OccFusion: Depth Estimation Free Multi-sensor Fusion for 3D Occupancy Prediction

Ji Zhang,Yiran Ding,Zixin Liu
2024-07-10
Abstract:3D occupancy prediction based on multi-sensor fusion,crucial for a reliable autonomous driving system, enables fine-grained understanding of 3D scenes. Previous fusion-based 3D occupancy predictions relied on depth estimation for processing 2D image features. However, depth estimation is an ill-posed problem, hindering the accuracy and robustness of these methods. Furthermore, fine-grained occupancy prediction demands extensive computational resources. To address these issues, we propose OccFusion, a depth estimation free multi-modal fusion framework. Additionally, we introduce a generalizable active training method and an active decoder that can be applied to any occupancy prediction model, with the potential to enhance their performance. Experiments conducted on nuScenes-Occupancy and nuScenes-Occ3D demonstrate our framework's superior performance. Detailed ablation studies highlight the effectiveness of each proposed method.
Computer Vision and Pattern Recognition
What problem does this paper attempt to address?

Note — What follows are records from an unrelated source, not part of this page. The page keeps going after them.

PR #152, opened 2026-08-10
Hide session identity profiles from login page

### LINKED ISSUE #151: Hide login buttons associated with session-identity authentication profiles
Authentication profiles may be defined to source the identity of the authenticating user from session rather than from credential. Such authentication profiles are only meant to used as part of other flows. The login page must not display login buttons for them.

ETA: 4 hours

Ogenbertrand:
Closes: https://github.com/ADORSYS-GIS/keycloak-oid4vp-plugin/issues/151

### DIFF
--- a/src/main/java/io/github/adorsysgis/keycloak/protocol/oid4vc/oid4vp/profile/AuthenticationProfile.java
+++ b/src/main/java/io/github/adorsysgis/keycloak/protocol/oid4vc/oid4vp/profile/AuthenticationProfile.java
@@ -133,6 +133,16 @@ public class AuthenticationProfile {
         return primaryCredentials.getFirst();
     }
 
+    /**
+     * Session-identity profiles are internal flow steps and must not be offered as standalone login choices.
+     */
+    public boolean isSessionIdentityProfile() {
+        return credentials != null
+                && credentials.stream()
+                        .filter(CredentialRequirement::isPrimary)
+                        .anyMatch(CredentialRequirement::isSessionIdentity);
+    }
+
     public CredentialRequirement getCredential(String credentialId) {
         return credentials.stream()
                 .filter(credential -> credential.getId().equals(credentialId))
--- a/src/test/java/io/github/adorsysgis/keycloak/protocol/oid4vc/oid4vp/OID4VPLoginActionsServiceTest.java
+++ b/src/test/java/io/github/adorsysgis/keycloak/protocol/oid4vc/oid4vp/OID4VPLoginActionsServiceTest.java
@@ -171,43 +171,12 @@ public class OID4VPLoginActionsServiceTest extends OID4VPBaseUserAuthEndpointTes
         var originalConfig = getAuthenticatorConfig();
         try {
             var updatedConfig = getAuthenticatorConfig();
-            updatedConfig.getConfig().put(PROFILES_CONFIG, """
-                    [
-                      {
-                        "id": "default",
-                        "displayCta": { "en": "Sign in with a wallet" },
-                        "credentials": [
-                          {
-                            "id": "identity",
-                            "role": "primary",
-                            "credentialTypes": ["https://credentials.example.com/identity_credential"],
-                            "claims": ["sub", "username"]
-                          }
-                        ]
-                      },
-                      {
-                        "id": "issuance-step",
-                        "displayCta": { "en": "Presentation during issuance" },
-                        "enabledForClients": ["test-app"],
-                        "credentials": [
-                          {
-                            "id": "pid",
-                            "role": "primary",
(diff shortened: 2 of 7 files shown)


src/main/java/io/github/adorsysgis/keycloak/protocol/oid4vc/oid4vp/profile/AuthenticationProfile.java
```diff
@@ -133,6 +133,16 @@ public CredentialRequirement getPresentedPrimaryCredential(Collection<String> pr
...
     }
 
+    /**
+     * Session-identity profiles are internal flow steps and must not be offered as standalone login choices.
+     */
+    public boolean isSessionIdentityProfile() {
+        return credentials != null
+                && credentials.stream()
+                        .filter(CredentialRequirement::isPrimary)
+                        .anyMatch(CredentialRequirement::isSessionIdentity);
```
forkimenjeckayang, line 143: > This classifies the whole profile as session-only when **any** possible primary credential uses `identitySource=session`. Credential groups currently allow alternative primary credentials, and profile validation validates each primary independently without requiring all alternatives to use the same identity source. The authenticator also chooses the identity source from the primary credential actually presented.
>
> A valid group such as `[["wallet-login"], ["issuance-proof"]]`, where the first primary uses credential identity and the second uses session identity, is therefore hidden entirely even though it contains a standalone login alternative.
>
Please make this invariant explicit. The safest model is to reject mixed primary identity sources during profile validation, making a profile unambiguously either standalone-login or session-only. If mixed profiles are intentionally supported, the login path needs to expose only credential-identity alternatives rather than hiding the complete profile or offering a session-only alternative. Please add a regression test for alternative primary credentials with different identity sources.

forkimenjeckayang (commented):
Please check when you get the chance @Ogenbertrand

src/test/java/io/github/adorsysgis/keycloak/protocol/oid4vc/oid4vp/OID4VPLoginActionsServiceTest.java
```diff
@@ -164,6 +166,69 @@ public void shouldProvisionOid4vpLogin_WhenOidcAuthorizeWithoutPkce() throws Exc
...
+                                "type": "claim_equals_user_attribute",
+                                "credentialClaim": "family_name",
+                                "userAttribute": "lastName"
+                              }
+                            ]
+                          }
+                        ]
+                      }
+                    ]
+                    """);
```
IngridPuppet: Could you relocate this to the existing AuthenticationProfileSamples class?

src/main/java/io/github/adorsysgis/keycloak/protocol/oid4vc/oid4vp/profile/AuthenticationProfile.java
IngridPuppet: I think it is best to avoid such profiles mixing credential and session-identity sources. I can't find a valid reason why we would want to allow that. I think all possible primary credentials MUST have the same identity source configuration. And this code should be fine, rejecting all profiles with any session-identity credential requirement; it is simpler to reason about it that way. What's your point of view, @Ogenbertrand ?

IngridPuppet (commented):
Thank you for the PR. My comments are non-blocking.

src/main/java/io/github/adorsysgis/keycloak/protocol/oid4vc/oid4vp/profile/AuthenticationProfile.java
Ogenbertrand: Thanks to you all for the contribution. Mixing credential and session identity sources across alternative primary credentials makes the profile somehow unclear, the login UI would not know whether the profile is a standalone login option or an internal session-bound flow. I think we should make the invariant explicit in profile validation, all possible primary credentials in one authentication profile must use the same identitySource. Then the current login filtering remains simple and correct profiles with any/session primary are treated as session-only and hidden from the login page. I’ll add a regression test for mixed primary alternatives to ensure such profiles are rejected.

WDYT @IngridPuppet @forkimenjeckayang ?

IngridPuppet: I agree

Ogenbertrand: Done.

forkimenjeckayang (approved):
LGTM

IngridPuppet (approved):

The paper attempts to address the following key issues: 1. **Challenges of Depth Estimation**: Traditional 3D occupancy prediction methods based on multi-sensor fusion rely on depth estimation to process 2D image features. However, depth estimation is an ill-posed problem, and its robustness and accuracy are difficult to guarantee, which affects the overall performance of these methods. 2. **Demand for Computational Resources**: Fine-grained 3D occupancy prediction requires a large amount of computational resources, which is a significant bottleneck in practical applications. 3. **Effective Fusion of Multimodal Data**: How to effectively fuse 2D image features with 3D LiDAR features without relying on depth estimation is an urgent problem to be solved. To address the above challenges, the paper proposes the OccFusion framework, a multimodal fusion framework that does not require depth estimation. Specifically, the main contributions of this framework include: - **Point-to-Point Multimodal Feature Fusion**: By preprocessing the LiDAR point cloud to generate a denser and more evenly distributed point cloud, and directly fusing 2D image features with 3D LiDAR features point-to-point, the instability of depth estimation is avoided. - **Efficient Point Cloud Preprocessing Algorithm**: By generating synthetic point clouds and using farthest point sampling, the density and distribution of point clouds within each voxel are more uniform, thereby improving the effectiveness of feature fusion. - **Active Decoder and Training Method**: An active decoder is introduced, which can selectively refine the prediction of voxels with high uncertainty, significantly reducing the complexity of the model. Additionally, an active training method is proposed, allowing the model to prioritize learning from more challenging samples, further enhancing the model's performance. Through these innovations, experimental results on the nuScenes-Occupancy and nuScenes-Occ3D datasets show that the OccFusion framework outperforms existing multimodal baseline methods and performs particularly well in small object categories.